**WHAT IS BEING ASKED**: State, as a bare number, how many lines below contain "rsync".

**MATERIAL FOR THE TASK**:
§
PR #230, opened 2016-10-01
Simplify Copy of Newer Files / Script Cleanup

rkresha:
can just use cp -pu instead of the rsync command. Using cp makes it more
portable since it's part of the core tools, whereas rsync may require an additional install in some
distros.

### DIFF
--- a/bin/oref0-setup.sh
+++ b/bin/oref0-setup.sh
@@ -192,7 +192,7 @@ else
     (cd ~/src && git clone -b dev git://github.com/openaps/oref0.git) || die "Couldn't clone oref0 dev"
§
**SOLUTION TO THE PROBLEM**: 2